The Timberwolves Center found out last night that he has now lost seven family members to complications from COVID-19, including his mother Jacqueline Cruz-Towns in April.
“I’ve been through a lot, obviously starting with my mom,” Towns said Friday. “Last night I got a call saying I lost my uncle. I feel like I’ve been a little life hardened and humiliated.”
The 25-year-old posted an emotional video on March 25 about his 58-year-old mother placed on a ventilator and placed in a medically induced coma from the coronavirus. She died 19 days later.

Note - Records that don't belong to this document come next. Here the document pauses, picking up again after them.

PR #451, opened 2018-11-14
Undeprecate FFT compression

CFSworks:
This reverts commit 2c6a6c9f062dbb7df340133ccdce37fef2c06f2c.

This commit constitutes a commitment to keep the FFT compression feature
around in 1.10 and beyond. The plan at this time is to replace FFTW
support with FFTS (which is comparable in speed and much more liberally
licensed) and have a builtin DFT/FFT implementation to fall back on when
FFTS is not available. In this regard, FFTS does for Fourier transforms
what Eigen does for linear transforms: it provides a more efficient
implementation for Panda to use, but isn't necessary for the functionality
to work.

I should note that I'm not interested in FFT just for the animation compression
code (honestly, I think a better way to store animations would be to make use of
parametric curves), but because having a `FastFourierTransform` class in mathutil
can come in very handy for e.g. audio effects, apps working with multimedia, etc.

I made this a pull request so that we can be sure we're in agreement with this
direction before it lands on master.

### DIFF
--- a/panda/src/chan/animChannelMatrixXfmTable.cxx
+++ b/panda/src/chan/animChannelMatrixXfmTable.cxx
@@ -327,16 +327,10 @@ void AnimChannelMatrixXfmTable::
 write_datagram(BamWriter *manager, Datagram &me) {
   AnimChannelMatrix::write_datagram(manager, me);
 
-  if (compress_channels) {
-    chan_cat.warning()
-      << "FFT compression of animations is deprecated.  For compatibility "
-         "with future versions of Panda3D, set compress-channels to false.\n";
-
-    if (!FFTCompressor::is_compression_available()) {
-      chan_cat.error()
-        << "Compression is not available; writing uncompressed channels.\n";
-      compress_channels = false;
-    }
+  if (compress_channels && !FFTCompressor::is_compression_available()) {
+    chan_cat.error()
+      << "Compression is not available; writing uncompressed channels.\n";
+    compress_channels = false;
   }
 
   me.add_bool(compress_channels);
--- a/panda/src/chan/animChannelScalarTable.cxx
+++ b/panda/src/chan/animChannelScalarTable.cxx
@@ -146,16 +146,10 @@ void AnimChannelScalarTable::
 write_datagram(BamWriter *manager, Datagram &me) {
   AnimChannelScalar::write_datagram(manager, me);
 
-  if (compress_channels) {
-    chan_cat.warning()
-      << "FFT compression of animations is deprecated.  For compatibility "
-         "with future versions of Panda3D, set compress-channels to false.\n";
-
-    if (!FFTCompressor::is_compression_available()) {
-      chan_cat.error()
-        << "Compression is not available; writing uncompressed channels.\n";
-      compress_channels = false;
-    }
+  if (compress_channels && !FFTCompressor::is_compression_available()) {
+    chan_cat.error()
+      << "Compression is not available; writing uncompressed channels.\n";
+    compress_channels = false;
   }
 
   me.add_bool(compress_channels);


Moguri:
I like the idea of having a FastFourierTransform class available. I am also not sure if FFT for animation compression is all that useful, but I would be okay with keeping it around if it's not a maintenance burden.

theclashingfritz:
I like the idea of undeprecating this. It'll allow for older animations compressed with FFTW to be compatible with future versions which is always a +1 in my book.

rdb:
Do we know of anyone using the lossy bam compression feature?  And do we know of any potential uses of FFT in other parts of Panda?  If I wanted to use FFT in my game, I'd just pull in numpy.

Note that we have been building the public builds without FFTW for quite a long time now.  Do we intend to have FFTS before 1.10 is released?  Or would this still just be a feature you can only get by building Panda3D from source?

rdb:
I'm personally mostly indifferent about this.  It's okay if as long as people have actual uses for it, and if we have fairly comprehensive unit tests written.  I also want to be careful not to give off a message that we promise to support FFT-based compression in the (near-)future if we don't in fact have it planned for 1.10—it will still remain disabled in the builds until we have a better-licensed alternative, so its use should still be discouraged until we actually support it in the official builds.

Apropos, since you are struggling with the size of your bam files, you might also want to look at integrating something like [Google draco](https://github.com/google/draco).

> (true parametric curves would be my preferred solution, but barring that, lossy FFT compression is an okay alternative).

I've been thinking for a while that it might be good to have an AnimChannel subclass that just encodes keyframes instead of sampled frames, offering a choice of different interpolation methods.  This would make it easier to build importers for formats like glTF 2.0, and to vary animation speed in Panda without needing `interpolate-frames`.

> (But at any rate, I think the answer will end up being, "More useful than ARToolKit" ;) )

A notable difference with ARToolKit being that ARToolKit is in an easily excludable plug-in, whereas this would be part of the core library that can't be excluded without rebuilding Panda from source.

rdb:
>    1. Try to get the newer FFT implementation in 1.10 (rejecting this PR in favor of a more complete solution)

You're certainly welcome to work on FFTS before 1.10 if you want to, but I wouldn't try to squeeze that in that before 1.10 if it's not a feature people are actively clamouring for.

>    2. Remove the deprecation warning in 1.10, pending a decision about what we'll do after 1.10 (i.e. postpone the deprecation warning)
> 
>    3. Let 1.10 include the deprecation warning, because it's just a warning and we can always change our minds after it's included in a release.

I'm happy to defer to your judgment on whether to eliminate the deprecation warning early or not.  My only concern is that we don't give off the wrong message that we support or maintain it *at the moment*.  But, since it is not a documented feature to begin with, it seems unlikely to cause confusion.

> Are we interested in integrating Draco after 1.10?

It seems like one of those curiosities that I can only imagine becoming a priority if a game in production finds itself in need of it (unless someone feels like adopting it as a pet project).  It's not something I'd be inclined to put on the roadmap otherwise.

> Really the whole concept of a "frame" in an animation should be struck down because it implies discrete steps. A skeletal animation should be thought of as a continuous function of time (e.g. a piecewise Bezier curve or a B-spline) since that allows changing animation speed (as you say) and stops weird interference patterns from showing up due to the frequency difference between the window frame rate and the animation frame rate.
> 
> The animators I work with are very, VERY particular about their animation blending and have a pretty extreme distrust of interpolation systems as a result, so they may not like the keyframe-and-interpolate approach. Storing the curve control points wouldn't be much different than storing keyframes and would put the ultimate control of how the "interpolation" works in the hands of the animators since that's how most animation tools (or, at least, Maya and Blender) present animations for editing.

Yeah, I think we are talking about the same thing; by "choice of different interpolation methods" I included the possibility that it may be interpolated using a B-spline, including user-supplied tangents.  That does indeed essentially make the whole animation channel a piecewise curve with what I called "keyframes" being the control points.  But indeed, the term "frame" becomes kind of meaningless since it is just a unit of time when not dealing with discrete steps.  The ideal design would have an abstract idea of a "curve" that is able to act as an input to an AnimChannel, though it unfortunately seems that the curve implementations in Panda aren't currently truly abstract since they inherit from PandaNode.

My intuition with these kinds of things is usually to look at how transmission formats store these things and set that as a baseline of what to aim to support, since they are ultimately the limiting factor in most art pipelines.  I named glTF 2.0 as an example because it widely supported and supports (among other methods) using cubic spline-based interpolation with supplied tangents.

Moguri:
With 1.10 having been released, does this PR still make sense? There is a lot of good discussion here, but maybe we move it to an issue instead of a PR?

rdb:
Closing this since it is now moot.  However, I will welcome a PR that adds back FFT in a compatible form.  I could easily be convinced otherwise, but I'm leaning towards not removing the warning in the meantime since FFT is not one of our major priorities.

“I have seen a lot of coffins over the past seven months,” Towns said. “I have a lot of people who – in my family and my mother’s family – have contracted COVID.”

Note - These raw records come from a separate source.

PR #459, opened 2018-11-29
Fix BulletCapsuleShape creation from Panda CollisionTube

PointSource-xx:
Functions get_point_a() and get_point_b() appear to return the top of the cylinder section of the tube, not the tip of the endcap, making subtracting the radius unnecessary.


rdb:
@lachbr Could you confirm this?

lachbr:
Yep, this comparison shows it all (when the radius is subtracted).
[https://gyazo.com/c1df27024ed43989063699e547797976](url)

PR #463, opened 2018-12-01
makepanda: find OpenEXR 2.3 and its static variant (MSVC-case)

kamgha:
This PR adds the ability for makepanda to find and link against OpenEXR 2.3 (built with `NAMESPACE_VERSIONING=ON`) and its static variant (`OPENEXR_BUILD_STATIC=ON`).


rdb:
This changes the behaviour for 2.2 to look for `Half-2_2.lib` where it previously looked for `Half.lib`.  Is that intended?

kamgha:
Indeed, when compiling OpenEXR 2.2 and IlmBase with `NAMESPACE_VERSIONING=ON`, it will produce a `Half.lib`. This has changed for OpenEXR 2.3, where a `Half-2_3.lib ` and/or `Half-2_3_s.lib` will be generated. I've corrected this accordingly, now.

Her father also had the virus but has since recovered.
“It’s me who’s still looking for answers, I’m trying to figure out how to keep them healthy,” Towns said. “It’s just a big responsibility on me to keep my family well informed and to take whatever steps are necessary to keep them alive.”
Towns shared several videos on social media, discussing his experiences taking care of his mother and how he felt after her death. He wanted to “protect others and keep others well informed, even though I knew that was going to take me out the most emotionally that I had ever been asked to do.”
“I didn’t want people to feel what I was feeling,” Towns said. “I wanted to try and keep them from going through the ordeal and the situation I was going through. It just came from a place where I didn’t want people to feel as alone and upset as I was.”
Towns is looking forward to the new season brewing as he hasn’t played in an NBA game since February, when he injured his wrist. But it won’t be the same without his mum on the sidelines, who hardly ever missed a game. He said seeing his mom at the baseline and in the stands “having a good time watching me play” made him smile.
“It’s going to be tough to play,” Towns said. “It’s going to be hard to say it’s therapy. I do not think so [playing basketball] will never be therapy for me again. But it gives me a chance to relive good memories I had. “
More than 275,000 people in the United States have died from COVID-19, according to the CDC. The CDC also announced that a record 219,187 new cases of COVID-19 were reported in the United States on Thursday, bringing the total number of cases to more than 14 million.
More than 1.2 million cases nationwide have been reported in the past seven days. Minnesota alone had 44,323 last week.